There was something in his father's tone that warned Alphonso to press the matter no more. He knew that when Edward thus spoke his word was final and irrevocable; and all he ventured now to ask was, "What will become of Wendot and his brother? You will not take their lives, sweet sire?"
"Their lives I give to thee, my son," answered Edward, with a gesture towards his boy which betrayed a deep love, and showed that although he had denied him sternly he did not do so willingly. "As thou hast pleaded for them, I will not sentence them to death; but they remain my prisoners, and regain not their liberty. I know the turbulent race from which they spring. Sir Res will have small peace in his new possessions if any of the former princes of Dynevor are at large in the country. Wendot and Griffeth remain my prisoners."
"Nay, father; let them be my prisoners, I pray," cried Alphonso, with unwonted energy and animation. "Thou hast granted me their lives; grant me the keeping of their persons too. Nay, think not that I will connive at their escape.
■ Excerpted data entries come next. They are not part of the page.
PR #2854, opened 2023-04-05
Export links to addTransceiver/setParameters steps + unnumber some steps

jan-ivar:
This should make it simpler for https://github.com/w3c/webrtc-extensions/pull/147 and https://w3c.github.io/webrtc-svc/#setparameters to reference this spec.

Also, the latter extends the list of conditions, which is currently a numbered list, which seems confusing, since there's no sequential order implied AFAIK (these are all conditions that result in the same error thrown, making order unobservable).

This PR makes that list unnumbered, to avoid confusion. WebRTC-SVC should update to match.

***
<a href="https://pr-preview.s3.amazonaws.com/jan-ivar/webrtc-pc/pull/2854.html" title="Last updated on Apr 5, 2023, 10:06 PM UTC (43a6330)">Preview</a> | <a href="https://pr-preview.s3.amazonaws.com/w3c/webrtc-pc/2854/fb2be18...jan-ivar:43a6330.html" title="Last updated on Apr 5, 2023, 10:06 PM UTC (43a6330)">Diff</a>

### DIFF
--- a/webrtc.html
+++ b/webrtc.html
@@ -8969,7 +8969,9 @@ interface RTCRtpSender {
                     newly [= exception/created =] {{InvalidStateError}}.
                   </li>
                   <li id="setparameters-validation">
-                    Validate <var>parameters</var> by running the following steps:
+                    Validate <var>parameters</var> by running the following
+                    <dfn class="export" data-dfn-for="RTCRtpSender">
+                    setParameters validation steps</dfn>:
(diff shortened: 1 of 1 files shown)


jan-ivar:
Did the same for addTransceiver's validation steps.

Orphis (approved):

Issue #2865, opened 2023-04-27
The steps in "Update the connection state" say to fire connectionstatechange when [[IsClosed]] is set to true


docfaraday:
From 4.4.1.3 Update the connection state:

"An [RTCPeerConnection](https://w3c.github.io/webrtc-pc/#dom-rtcpeerconnection) object has an aggregated [[[ConnectionState]]](https://w3c.github.io/webrtc-pc/#dfn-connectionstate). Whenever the state of an [RTCDtlsTransport](https://w3c.github.io/webrtc-pc/#dom-rtcdtlstransport) changes or when the [[[IsClosed]]](https://w3c.github.io/webrtc-pc/#dfn-isclosed) slot turns true, the user agent MUST update the connection state by queueing a task that runs the following steps:

1. Let connection be this [RTCPeerConnection](https://w3c.github.io/webrtc-pc/#dom-rtcpeerconnection) object.

2. Let newState be the value of deriving a new state value as described by the [RTCPeerConnectionState](https://w3c.github.io/webrtc-pc/#dom-rtcpeerconnectionstate) enum.

3. If connection.[[[ConnectionState]]](https://w3c.github.io/webrtc-pc/#dfn-connectionstate) is equal to newState, abort these steps.

4. Set connection.[[[ConnectionState]]](https://w3c.github.io/webrtc-pc/#dfn-connectionstate) to newState.

5. [Fire an event](https://dom.spec.whatwg.org/#concept-event-fire) named [connectionstatechange](https://w3c.github.io/webrtc-pc/#event-connectionstatechange) at connection."

This directly contradicts 4.4.4 Garbage collection:

"An [RTCPeerConnection](https://w3c.github.io/webrtc-pc/#dom-rtcpeerconnection) object MUST not be garbage collected as long as any event can cause an event handler to be triggered on the object. When the object's [[[IsClosed]]](https://w3c.github.io/webrtc-pc/#dfn-isclosed) internal slot is true, no such event handler can be triggered and it is therefore safe to garbage collect the object."

In addition, most places suppress event firing when [[IsClosed]] is true. There are some exceptions, though, and those are likely bugs too. Just grep through for "Fire an event" and find the places that don't do an [[IsClosed]] check.

jan-ivar:
[...]

PR #2876, opened 2023-06-02
Don't fire connectionstatechange on pc.close().

jan-ivar:
Fixes https://github.com/w3c/webrtc-pc/issues/2865.

***
<a href="https://pr-preview.s3.amazonaws.com/jan-ivar/webrtc-pc/pull/2876.html" title="Last updated on Jul 13, 2023, 1:32 PM UTC (2b3d707)">Preview</a> | <a href="https://pr-preview.s3.amazonaws.com/w3c/webrtc-pc/2876/bc552d5...jan-ivar:2b3d707.html" title="Last updated on Jul 13, 2023, 1:32 PM UTC (2b3d707)">Diff</a>


jan-ivar:
I'm getting validation errors, but I don't see anything wrong. @dontcallmedom am I using the append amendments type wrong?
> "file:/home/runner/work/webrtc-pc/webrtc-pc.w3c/webrtc.html":2675.15-2675.146: info warning: Possible misuse of “aria-label”. (If you disagree with this warning, file an issue report or send e-mail to www-validator@w3.org.)
    "file:/home/runner/work/webrtc-pc/webrtc-pc.w3c/webrtc.html":2705.13-2705.58: error: Element “div” not allowed as child of element “ol” in this context. (Suppressing further errors from this subtree.)

youennf (approved):
I don't think this is a change of behaviour.
Close is probably setting the connection stage to closed synchronously.
Then the algorithm will try to update and be a no-op.
Worth clarifying though

alvestrand (approved):
I don't understand the markup, but agree with the behavior change (which I think is probably the current behavior of browsers; test needed), so marking myself as approving.

Issue #2889, opened 2023-08-15
Editorial mistakes in iceServers limit


jan-ivar:
While we added an iceServers limit in https://github.com/w3c/webrtc-pc/pull/2679, some editorial mistakes makes it not work:
- A later [merge mistake](https://github.com/w3c/webrtc-pc/pull/2691/files#diff-6eb57d2440cec3e5472ee0c3031da1f0408af0f3539f38a371517f70e01d5210L3077) in #2691 (my bad) erased the truncation in setConfiguration
- A typo in the [constructor](https://w3c.github.io/webrtc-pc/#dom-peerconnection) fails to truncate anything: _"If configuration.[iceServer](https://w3c.github.io/webrtc-pc/#dom-rtcconfiguration-iceservers) is an array truncate it to the maximum number of supported elements."_ It should be `s/iceServer/iceServers/`

PR #2890, opened 2023-08-15
Move iceServers limit to setConfiguration steps.

jan-ivar:
Fixes https://github.com/w3c/webrtc-pc/issues/2889.

### DIFF
--- a/webrtc.html
+++ b/webrtc.html
@@ -1277,13 +1277,6 @@
                   checks are unnecessary.
                 </p>
               </li>
-              <li data-tests="RTCConfiguration-iceServers.html">
-                <p>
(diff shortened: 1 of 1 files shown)


webrtc.html
```diff
@@ -3045,10 +3038,21 @@ <h4>
                   </li>
                 </ol>
               </li>
+              <li>
```
alvestrand, line 3041: doesn't the data-tests tag follow along?

jan-ivar: Yes. I'm landing that test in https://phabricator.services.mozilla.com/D186256 today, so I might as well add it now. Thanks!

Give whatsoever charge thou wilt concerning the safety of their persons to those who guard us in our daily life, but let me have them as gentlemen of mine own. Call them prisoners an you will, but let their imprisonment be light — let me enjoy their company. Thou knowest that Britton is fretting for a freer life, and that I see little of him now. I have often longed for a companion to share my solitary hours. Give me Griffeth and Wendot. They have the royal blood of Wales flowing in their veins, and methinks they love me even as I love them. And, father, Griffeth has not many months, methinks, to live; and I know so well all he suffers that my heart goes out to him. He has the love of books that I have, and we have so many thoughts which none seem to understand save our two selves. And he and Wendot are as one. It would be cruelty such as thou wouldst not inflict to separate them whilst one has so short a time to live. Give me them for mine own attendants, and bid the servants guard them as best pleaseth thee. Sweet father, I have not asked many boons of thee. Grant me this one, I pray thee, for my heart is verily set on it."
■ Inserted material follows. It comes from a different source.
PR #2902, opened 2023-10-06
Prevent GC of non-closed RTCDataChannels

### LINKED ISSUE #2624: Should garbage collecting RTCDataChannels be observable?
A useful feature of data channels is they can detect a remote peer closing. From my [stackoverflow answer](https://stackoverflow.com/a/66309925/918910):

There was something in this appeal, something in the look upon Alphonso's face, something in the very words he had used, that made it impossible to his father to refuse him. Blind his eyes as he would to the truth, he was haunted by a terrible fear that the life of his only son was surely slipping away. Alphonso did not often speak of his health, and the hint just dropped struck chill upon the father's heart. Passing his hand across his face to conceal the sudden spasm of pain that contracted it, he rose hastily from his chair, and said:
"Give thine own orders concerning these youths. I leave them in thy hands. Make of them what it pleaseth thee. Only let them understand that charge will be given to the custodians of the castle, and of whatever place they visit in the future, that they are prisoners at the king's pleasure, and that any attempt at escape will be punished with instant and rigorous captivity."
"So be it," answered Alphonso, with brightening eyes. "I thank thee, father, for the boon. Thou shalt never have cause to repent it."
CHAPTER XI. THE KING'S CLEMENCY.
"Unhand me, sir. How dare you thus insult me? Let go my hand, or I summon help instantly. I am come to seek the king. Will you raise a tumult within hearing of his private apartments? Unhand me, I say," and Arthyn's cheeks flamed dangerously, whilst her eyes flashed fire.
But Raoul Latimer, though a craven before the face of an armed foe, could be resolute enough when he had only an unprotected woman to deal with, and was quite disposed to show his valour by pressing his unwelcome salutations upon the cheek of the girl he regarded as his future wife. His surprise at encountering Arthyn, whom he believed far away in her father's castle, hastening alone down one of the long corridors of Carnarvon Castle, had been very great. He could not imagine what had thus brought her, and was eager to claim from her the greeting he felt was his due.
But Arthyn had never lacked for spirit, and had always confessedly abhorred Raoul, nor had absence seemed to make the heart grow fonder, at least in her case. She repulsed him with such hearty goodwill that his cowardly fury was aroused, and had not the girl cried aloud in her anger and fear, he might have done her some mischief. But even as she lifted her voice a door in the corridor was flung open, and the king himself strode forth, not, as it chanced, in response to the call, which had not reached his ears, but upon an errand of his own. Now when he saw that at the doors of his own private apartments one of his own gentlemen had dared to lay rude hands upon a woman, his kingly wrath was stirred, and one blow from his strong arm sent Raoul reeling across the corridor till the wall stopped his farther progress.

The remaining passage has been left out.